NHL Playoffs 1st Round Preview: LA Kings-Vancouver

The Vancouver Canucks came within one game of winning the Stanley Cup last season. Just as they did in 2011, the Canucks have posted the best overall record in the NHL, been honored with the President’s Trophy and will have home-ice advantage throughout the postseason. Will that translate into a Stanley Cup or will this be another year of angry riots replete with a couple making out in the midst of the chaos? The opponent in the first round will be the 8th-seeded Los Angeles Kings. TheSportsNotebook previews the series…

Vancouver brings a tremendous package of offensive talent to the ice that Los Angeles simply can’t match. Henrik Sedin is the game’s best passer at center, and it’s starting look like his brother Daniel, coming off a concussion, will be healthy and ready to play for this series—or least ready to play. The latter Sedin is one of the league’s best finishers, leading to the inescapable conclusion that when they were kids Henrik was always feeding Daniel when they went out to skate. The Canucks get decent supporting work from Alex Burrows and the defenseman are skilled passers. Collectively this adds up to a team that makes you feel like you’re watching a work of art as they move the puck up and down the ice.

But the NHL playoffs are not about artistry, they are about toughness.

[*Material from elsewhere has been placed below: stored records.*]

PR #573, opened 2018-04-09
Convert sympy type to numpy type for axisAngleFromRotationMatrix

woodychow:
axisAngleFromRotationMatrix no longer accepts sympy type after the memory leak fix.

### DIFF
--- a/python/ikfast.py
+++ b/python/ikfast.py
@@ -1467,7 +1467,7 @@ class IKFastSolver(AutoReloader):
         """
         if axisAngleFromRotationMatrix is not None:
             Teval = T.evalf()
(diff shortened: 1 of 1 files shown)


cielavenir:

Vancouver learned that at Boston’s hands last year, and they also learned it from Chicago. The Blackhawks nearly upended the favorites in the opening round, rallying from a 3-0 deficit in games to force a Game 7 before Vancouver avoided complete humiliation. A common theme from that series, and the Cup Finals, is that the Canucks have learned what it takes to compete in the postseason. In that light, the 2012 Canucks fall in line with teams like the 2009 Pittsburgh Penguins, who had to lose a championship before they could win one. But what if Vancouver is the West’s Washington? The team who’s too soft to win, but if they bulk up, they lose the very identity that made them a favorite to begin with? If that’s the case, can Los Angeles pull the upset?

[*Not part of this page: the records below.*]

PR #574, opened 2018-04-09
Python converter that works with sympy types

woodychow:
The memory leak is caused by PyNumber_Int, which is deprecated in Python 3. PyNumber_Float and PyNumber_Long are good. They are just like `float(x)` or `long(x)` in Python.


rdiankov:
thanks~

PR #576, opened 2018-04-18
Updated how to holf checkpreemptfn in ikfast, eliminating weakref

cielavenir:
In this way we can remove weakref.proxy(self).func (and we don't have to put weakrefmethod as an openrave dependency)

Already reviewed by @woodychow .


rdiankov:
please don't have checkpreemptfn initialized in the parameter list like this, it looks weird and bad..

rdiankov:
ping

PR #582, opened 2018-05-08
Add jerk limit for collada files

snozawa:
This is update to support jerk limitation in collada files.
I have several questions and discussions:

1. I update colladareader/writer and drop openrave xml. Is this OK?
2. For jerk values in `kinbodyjoint.cpp`, i set negligibly large jerk by default, which can change acceleration between min and max within a typical time step.
I set `1e5`, obtained from `(50-(-50))/0.001` where 50, -50, and 0.001 are max accel, min accel, and typical time step, respectively.
3. I found several naming depending on acceleration and velocity: `Prop_JointAccelerationVelocityTorqueLimits` and `Save_JointMaxVelocityAndAcceleration`.
Do i need to keep these naming for backward compatibility?
Currently, I do not change these like `Prop_JointAccelerationVelocityTorqueJerkLimits`.
4. I'm not sure that the intended calculation in the following `RobotBase::GetActiveDOFAccelerationLimits`: https://github.com/rdiankov/openrave/blob/production/src/libopenrave/robot.cpp#L959-L974.
Currently, I added `RobotBase::GetActiveDOFJerkLimits` without these computations.


rdiankov:
thanks. i'd like to change the minor version and some comments, but overall, no problem~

The Kings have an outstanding goaltender in Jonathan Quick, who ranks right up there with Henrik Lundqvist, Tim Thomas and other more heralded netminders. Los Angeles plays good lockdown team defense, with Willie Mitchell, Slava Voynova and Drew Doughty being the best of a group that ranks #5 in the NHL at shot prevention. Combined with Quick’s excellence, they make the Kings the second-best in the game in scoring defense.

Los Angeles lacks a proven goal-scorer, but Anze Kopitar at center is adept at finding anyone who is in position to shoot, having delivered 51 assists this year. And Los Angeles will have their chances. The Vancouver defense exposes it’s goaltenders a lot, ranking in the league’s bottom third at shot prevention. Goalie Robert Luongo can be truly outstanding at times, and at others—like the last five games of last year’s Finals, he can be completely maddening. If that happens, Vancouver has a reliable backup in Cory Schneider, who has a 93% save rate, superior to Quick, Thomas or Lundqvist. Granted, that’s without as much playing time, but Schneider still played often enough that we can’t dismiss the number the way we might a .725 batting average at this point in the baseball season. Nor can we dismiss the possibility that Vancouver will turn to him quickly.

I like the Kings as a live dog in this series. When you can play defense and have a dominant goaltender, you can win any hockey game, and that’s the kind of formula that can frustrate a favorite. I can see a possibility where Los Angeles does that, but still gets swept in a series of 1-0, 2-1 games capped off by a 3-2 loss in double overtime. But I can also see the Canucks letting frustration getting the best of them, and Los Angeles pulling a seven-game shocker. It wouldn’t be the NHL playoffs without something breathtaking going down and a Kings upset is my pick this year.